В ушах стучал легкий и быстрый молоток, гудел над голубым асфальтом жаркий воздух, и стрекоза звенела в воздухе так глухо, тихо, словно бы где-то далеко, в нездешнем мире, — и вдруг звон крыльев стрекозы стал громок; прозрачные и желтые, они уже дрожали перед самыми глазами Геры. Повиснув в воздухе, стрекоза развернулась к нему лицом, и Гера заглянул в ее глаза.
…Пройдет немногим больше года и, сидя на броне перед дырой в горе, Герасим вновь нечаянно приманит стрекозу. Там, в черной дыре тоннеля, что-то застопорится, колонна встанет, и Герасим выберется покурить из люка на броню. Прозрачный, желтый сгусток горячего воздуха перед его лицом окажется живою стрекозой; Герасим, торопливо затянувшись кисловатым горьким дымом, успеет заглянуть в ее огромные, размером каждый с ее же голову, подернутые мелкой сеткой, пустые и всевидящие глаза…

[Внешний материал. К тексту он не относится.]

PR #3277, opened 2021-09-14
fix: Update Hello World template to match the ones in the templates repository

jonife:
#### Checklist

- [ ] Write unit tests
- [ ] `make pr` passes
- [ ] Write documentation


mgrandis (approved):

samcli/lib/init/templates/cookiecutter-aws-sam-hello-dotnet/cookiecutter.json
```diff
@@ -1,4 +1,4 @@
 {
     "project_name": "Name of the project",
-    "runtime": "dotnetcore2.1"
+    "runtime": "dotnetcore3.1"
```
mndeveci, line 3: Should we keep this as `dotnetcore2.1` for backwards compatibility?

samcli/lib/init/templates/cookiecutter-aws-sam-hello-nodejs/cookiecutter.json
```diff
@@ -1,4 +1,4 @@
 {
     "project_name": "Name of the project",
-    "runtime": "nodejs12.x"
+    "runtime": "nodejs14.x"
```
mndeveci, line 3: Same as the other one, should we keep original version inside SAM CLI?

mndeveci (commented):
Thanks for syncing this with external repo!

It looks good in general, I have questions about bumping dotnetcore and nodejs versions

samcli/lib/init/templates/cookiecutter-aws-sam-hello-dotnet/cookiecutter.json
jfuss: `dotnetcore2.1` is no longer supported by Lambda. https://docs.aws.amazon.com/lambda/latest/dg/runtime-support-policy.html

samcli/lib/init/templates/cookiecutter-aws-sam-hello-nodejs/cookiecutter.json
jonife: So with the current INIT design we default to the latest version of the runtime selected by the customer for hello world templates however customers can still specify the runtime version they would like to use. So defaulting to node14.x as against nodejs12.x was necessary and after working on this project I don't see how this affects backward compatibility.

В черной задымленной дыре снова взревут моторы, и дрожь железа пробежит по всей длине шоссе. Прежде чем услышать за спиной короткий властный окрик и выплюнуть недокуренную сигарету, прежде чем вновь забраться под броню и закрыть за собой люк, Герасим вспомнит тот июньский день.

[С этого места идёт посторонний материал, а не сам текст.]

Issue #3205, opened 2021-08-25
Running sam local start-api has a different NODE_PATH when debugging or not debugging


jondmcelroy:
### Description:
We  were requiring our node js code based on an absolute path. This worked fine when running `sam local start-api`.

For example we have a folder at the root level (same at the template.yml file) called graphql with a js file inside called context.js.
At the handler level we were just calling `require('graphql/context')` and that would work just fine. 

When I run `sam local start-api -d` and attach, it would fail saying: `Error: Cannot find module`, etc...

This lead me down the path of issues like: 
https://github.com/aws/aws-sam-cli/issues/1972 and https://github.com/aws/aws-sam-cli/issues/1246

If I change the require to `require('./context')` it works fine in both debug and regular, but that is strange that there is a difference.

Eventually, I realized that the NODE_PATH was different depending on when you run it with debug or without debug.

NODE_PATH without Debug:
/opt/nodejs/node14/node_modules:/opt/nodejs/node_modules:/var/runtime/node_modules:/var/runtime:/var/task

NODE_PATH with Debug:
/opt/nodejs/node_modules:/opt/nodejs/node14/node_modules:/var/runtime/node_modules

### Steps to reproduce:
This can be checked on any lambda.
At the top of your handler js file: `console.log(process.env.NODE_PATH);`

Run the normal `sam local start-api` and look at the NODE_PATH.
Run the `sam local start-api -d` and look at the NODE_PATH.

They will be different.

IT seems like they shouldn't be different and I wonder if its due to the NODE_PATH being hardcoded in debug mode: https://github.com/aws/aws-sam-cli/pull/1646

### Observed result:
NODE_PATH without Debug:
/opt/nodejs/node14/node_modules:/opt/nodejs/node_modules:/var/runtime/node_modules:/var/runtime:/var/task

NODE_PATH with Debug:
/opt/nodejs/node_modules:/opt/nodejs/node14/node_modules:/var/runtime/node_modules

### Expected result:
They should be the same. The debug should have the `/var/runtime:/var/task` path in the NODE_PATH.

### Additional environment details (Ex: Windows, Mac, Amazon Linux etc)

1. OS: MAC 11.5.2
2. `sam --version`: 1.29.0
3. AWS region: us-west-2

prenx4x:
Hello,

Thank you for bringing this issue to us. We are investigating and working on a fix for it.

PR #3279, opened 2021-09-15
fix: Nodejs debug paths different than non debug

prenx4x:
#3205 

To fix difference in node paths between debug and non debug

Added missing path entries in proper settings object.

None

#### Checklist

- [ ] Write unit tests
- [x] `make pr` passes
- [ ] Write documentation

### DIFF
--- a/samcli/local/docker/lambda_debug_settings.py
+++ b/samcli/local/docker/lambda_debug_settings.py
@@ -108,7 +108,8 @@ class LambdaDebugSettings:
                 + ["--no-lazy", "--expose-gc"]
                 + ["/var/runtime/index.js"],
                 container_env_vars={
-                    "NODE_PATH": "/opt/nodejs/node_modules:/opt/nodejs/node10/node_modules:/var/runtime/node_modules",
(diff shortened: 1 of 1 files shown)


samcli/local/docker/lambda_debug_settings.py
```diff
@@ -108,7 +108,8 @@ def get_debug_settings(debug_port, debug_args_list, _container_env_vars, runtime
                 + ["--no-lazy", "--expose-gc"]
                 + ["/var/runtime/index.js"],
                 container_env_vars={
-                    "NODE_PATH": "/opt/nodejs/node_modules:/opt/nodejs/node10/node_modules:/var/runtime/node_modules",
+                    "NODE_PATH": "/opt/nodejs/node_modules:/opt/nodejs/node10/node_modules:/var/runtime/node_modules:"
+                    "/var/runtime:/var/task",
```
hoffa, line 112: Just curious, is this a pylint rule that requires splitting strings on separate lines?

hoffa (approved):

samcli/local/docker/lambda_debug_settings.py
prenx4x: yes

CoshUS (approved):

…Висит перед глазами стрекоза, скрипит щебенка под ногами, безлюдное шоссе уходит вправо, за пологий холм, заросший можжевельником; внезапно из-за можжевеловых кустов ему навстречу выходит человек со вздернутыми кверху широкими и острыми, угловатыми плечами, темный, как птица, на фоне солнца, бьющего прямо в лицо. Гера, взмахнув перед собой ладонью, прочь гонит стрекозу, с болезненным прищуром вглядывается в человека и узнает его походку, его распахнутую плащ-палатку, и понимает, наконец, что это Панюков идет ему навстречу.